## Provided data
───

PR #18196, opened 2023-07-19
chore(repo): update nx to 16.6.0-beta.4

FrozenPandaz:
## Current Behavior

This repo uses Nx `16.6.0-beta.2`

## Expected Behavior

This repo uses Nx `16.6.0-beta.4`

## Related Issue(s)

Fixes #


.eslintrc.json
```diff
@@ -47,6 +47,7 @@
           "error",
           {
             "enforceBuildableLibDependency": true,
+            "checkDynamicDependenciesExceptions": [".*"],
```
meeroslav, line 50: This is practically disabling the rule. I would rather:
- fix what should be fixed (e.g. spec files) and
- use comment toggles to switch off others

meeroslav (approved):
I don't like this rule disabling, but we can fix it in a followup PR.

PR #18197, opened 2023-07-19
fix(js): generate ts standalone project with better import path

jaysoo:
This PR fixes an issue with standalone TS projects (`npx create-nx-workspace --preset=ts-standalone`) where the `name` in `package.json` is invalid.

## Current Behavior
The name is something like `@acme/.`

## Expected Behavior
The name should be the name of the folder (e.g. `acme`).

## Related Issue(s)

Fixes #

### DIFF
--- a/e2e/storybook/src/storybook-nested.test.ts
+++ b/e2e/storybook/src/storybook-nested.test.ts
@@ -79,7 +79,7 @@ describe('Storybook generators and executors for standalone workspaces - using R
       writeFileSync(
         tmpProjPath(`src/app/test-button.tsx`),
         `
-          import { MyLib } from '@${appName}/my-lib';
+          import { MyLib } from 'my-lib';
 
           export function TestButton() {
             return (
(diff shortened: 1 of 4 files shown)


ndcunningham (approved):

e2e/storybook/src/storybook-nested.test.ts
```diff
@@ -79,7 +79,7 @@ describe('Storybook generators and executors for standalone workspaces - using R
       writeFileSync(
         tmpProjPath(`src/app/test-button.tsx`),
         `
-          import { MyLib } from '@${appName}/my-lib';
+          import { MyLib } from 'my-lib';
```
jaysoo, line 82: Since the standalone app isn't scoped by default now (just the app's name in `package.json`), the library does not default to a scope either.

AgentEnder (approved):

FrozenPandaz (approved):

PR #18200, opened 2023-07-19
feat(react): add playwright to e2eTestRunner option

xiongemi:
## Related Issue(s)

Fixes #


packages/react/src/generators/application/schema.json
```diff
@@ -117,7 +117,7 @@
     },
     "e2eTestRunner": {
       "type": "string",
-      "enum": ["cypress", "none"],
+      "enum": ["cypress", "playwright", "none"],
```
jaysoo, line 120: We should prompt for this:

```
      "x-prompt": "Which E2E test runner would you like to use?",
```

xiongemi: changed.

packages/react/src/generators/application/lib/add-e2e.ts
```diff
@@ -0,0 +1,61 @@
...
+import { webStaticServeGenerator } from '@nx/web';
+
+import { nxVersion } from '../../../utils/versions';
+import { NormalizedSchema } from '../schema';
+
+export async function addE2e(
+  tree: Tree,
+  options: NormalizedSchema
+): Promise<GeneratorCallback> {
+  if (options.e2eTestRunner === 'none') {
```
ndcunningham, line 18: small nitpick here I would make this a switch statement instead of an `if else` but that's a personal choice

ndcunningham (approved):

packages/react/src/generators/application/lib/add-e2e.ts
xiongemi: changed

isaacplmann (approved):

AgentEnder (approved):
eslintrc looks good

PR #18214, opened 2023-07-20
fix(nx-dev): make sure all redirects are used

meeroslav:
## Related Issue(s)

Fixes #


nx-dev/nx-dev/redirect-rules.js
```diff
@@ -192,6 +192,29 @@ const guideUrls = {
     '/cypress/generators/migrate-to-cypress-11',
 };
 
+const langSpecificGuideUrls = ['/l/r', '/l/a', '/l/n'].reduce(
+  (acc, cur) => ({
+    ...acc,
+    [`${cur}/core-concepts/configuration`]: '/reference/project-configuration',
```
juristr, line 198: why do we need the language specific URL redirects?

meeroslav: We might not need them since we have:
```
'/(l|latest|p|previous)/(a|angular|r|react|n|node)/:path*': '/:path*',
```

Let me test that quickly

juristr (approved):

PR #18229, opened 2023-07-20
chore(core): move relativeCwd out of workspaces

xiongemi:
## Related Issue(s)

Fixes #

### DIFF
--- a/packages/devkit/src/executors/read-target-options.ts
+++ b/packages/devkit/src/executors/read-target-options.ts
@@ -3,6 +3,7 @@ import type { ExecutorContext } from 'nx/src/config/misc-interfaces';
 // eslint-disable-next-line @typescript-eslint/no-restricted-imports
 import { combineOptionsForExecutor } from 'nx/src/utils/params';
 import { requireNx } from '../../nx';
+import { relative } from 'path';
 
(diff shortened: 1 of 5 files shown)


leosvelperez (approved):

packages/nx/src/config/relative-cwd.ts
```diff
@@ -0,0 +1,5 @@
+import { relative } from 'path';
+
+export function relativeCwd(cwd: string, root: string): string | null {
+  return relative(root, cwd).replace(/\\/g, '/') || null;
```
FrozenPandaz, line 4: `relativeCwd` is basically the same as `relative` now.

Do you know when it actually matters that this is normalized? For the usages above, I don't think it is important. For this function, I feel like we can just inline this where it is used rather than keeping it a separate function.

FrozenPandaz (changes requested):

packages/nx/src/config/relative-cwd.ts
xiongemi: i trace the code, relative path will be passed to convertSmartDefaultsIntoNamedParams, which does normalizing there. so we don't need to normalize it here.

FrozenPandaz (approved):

───

## What you have to do
Give only a number, namely how many lines in the entries above hold the word "playwright".

## Answer
2